In Zihayat et al. (2015), we proposed a method called HUSP-Stream to discover HUSPs over a time-sensitive sliding window. HUSP-Stream works based on a data structure named HUSP-Tree which is to store the essential information for mining HUSPs over a time-sensitive sliding window. HUSP-Tree can be easily updated when new data arrive and old data expire in the window. When data arrive at or leave from a sliding window, HUSP-Stream incrementally updates HUSP-Tree to find HUSPs based on previous mining results. During the mining HUSPs in the current window, HUSP-Stream applies a new utility estimation model to more effectively prune the search space. The proposed method applies the sliding window model and is not able to find HUSPs over the entire data stream. HUSP-Tree (Zihayat et al. 2015) is not applicable to store the information over a long period of time. Because the main idea behind HUSP-Tree is to facilitate update procedure when a new transaction arrives at or leaves from a the window. Hence, the nodes in the tree is designed such that it stores the utility information per transaction. This data structure is not efficient for mining HUSPs over the entire data stream, since it consumes more memory and it is not as compact as the proposed tree structure in this paper. Moreover, HUSP-Stream applies an upper bound, called Suffix Utility (i.e., SFU), to prune patterns during HUSP discovery in the current window. However, SFU is different than the rest utility model proposed in this paper. SFU is an upper bound of the utilities of some of its super-sequences (i.e., S-Concatenate super-sequences) while rest utility is an upper bound of the utilities of all of the super-sequences. During memory adaptive mechanism, we need an upper bound regardless of the type of super-sequences, hence SFU is not applicable in our study.

6 Conclusions

We tackled the problem of memory adaptive high utility sequential pattern mining over data streams. We proposed an approximation algorithm, called MAHUSP, to discover HUSPs over an incrementally larger data stream. MAHUSP is based on a compressed tree structure and two memory adaptive mechanisms that can adapt the memory usage to the available memory by pruning the least promising part of the tree when necessary. We proved that MAHUSP returns all the true HUSPs under certain circumstances. Our extensive evaluation of MAHUSP on both real and synthetic datasets showed that MAHUSP effectively adjusts the memory usage over the course of HUSP mining with very little overhead, and it returns more accurate results than other methods in comparison. In order to further demonstrate the effectiveness and efficiency of our method on real-life applications, we conducted an analysis on a real web clickstream dataset, obtained from a Canadian news portal, to extract patterns in web users’ reading behavior.
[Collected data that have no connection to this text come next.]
PR #442, opened 2025-06-17
Cache Attribute Access

AdamBelfki3:
Saved activations in the cache object can now be accessed with their module path from the original model.

```py
with model.trace("_") as tracer:
    cache = tracer.cache()

assert torch.equal(cache.model.transformer.h[0].mlp.output, cache["model.transformer.h.0.mlp"].output)
```

### DIFF
--- a/pytest.ini
+++ b/pytest.ini
@@ -1,6 +1,7 @@
 [pytest]
 markers =
     config: mark a test as part of configuration tests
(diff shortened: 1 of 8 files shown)


AdamBelfki3:
@JadenFiotto-Kaufman Will not be merged?

AdamBelfki3:
okay I see it nvm haha

PR #444, opened 2025-06-17
feature: access cache content as attributes

JadenFiotto-Kaufman:


src/nnsight/intervention/tracing/tracer.py
```diff
@@ -42,6 +42,62 @@ class Entry:
         def input(self):
             return [*self.inputs[0], *self.inputs[1].values()][0]
 
+    class CacheDict(Dict):
```
JadenFiotto-Kaufman, line 45: I probably wouldn't use a dict anymore for cache. Some object like CacehEntry that has attribute children. Then Define __getitem__ to allow string access.

AdamBelfki3: Might be useful for users to get a dictionary object to interact with? To be able to get all items (with key values) fast?

src/nnsight/intervention/tracing/tracer.py
```diff
@@ -42,6 +42,62 @@ class Entry:
...
+        """
+
+        def __init__(self, data: "Union[Cache.CacheDict, Dict[str, Cache.Entry]]", path: Optional[str] = ""):
+            self._path = path
+
+            super().__init__(data)
+
+        def __getitem__(self, key):
+            if isinstance(key, str):
+                return dict.__getitem__(self, key)
```
AdamBelfki3, line 77: Append path to this cache reference

PR #445, opened 2025-06-17
Source only accessible during tracing

AdamBelfki3:
The .source functionality is now only accessible during tracing.

```py
print(model.transformer.h[0].attn.source)

>>> ValueError
```

```py
with model.scan("_"):
    print(model.transformer.h[0].attn.source)
```


JadenFiotto-Kaufman:
@AdamBelfki3 Did we still want to do this?

PR #465, opened 2025-07-01
Handle source of decorated forward methods

AdamBelfki3:


JadenFiotto-Kaufman:
@AdamBelfki3 Does this keep the original wrap? Like can you confirm the decorator of the method is still on after our inject?

PR #513, opened 2025-09-03
Pass through Lora Request Kwargs

abhay-sheshadri:
Added support for passing through LORA Requests into vllm.trace

```python
# Test with LoRA adapter
with vllm.trace(test_prompts, temperature=0.0, max_tokens=500, lora_request=lora_request) as tracer:
    lora_results = vllm.generator.output.save()
```


JadenFiotto-Kaufman:
Should already work.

Then, we also applied MAHUSP to a publicly available time course microarray dataset to identify gene regulation sequential patterns correlated with a specific disease. The evaluation results showed that our method can effectively discover meaningful patterns, which are useful in each of the applications. The results revealed the practical value of this work in real-life applications in terms of discovering high utility sequential patterns over data streams. In this study, we confine the resource to memory. As future work, we will extend our method to consider new types of resources such as CPU. As another future direction, we plan to discover top-k HUSPs over data streams to limit the search space and thus the resource consumption.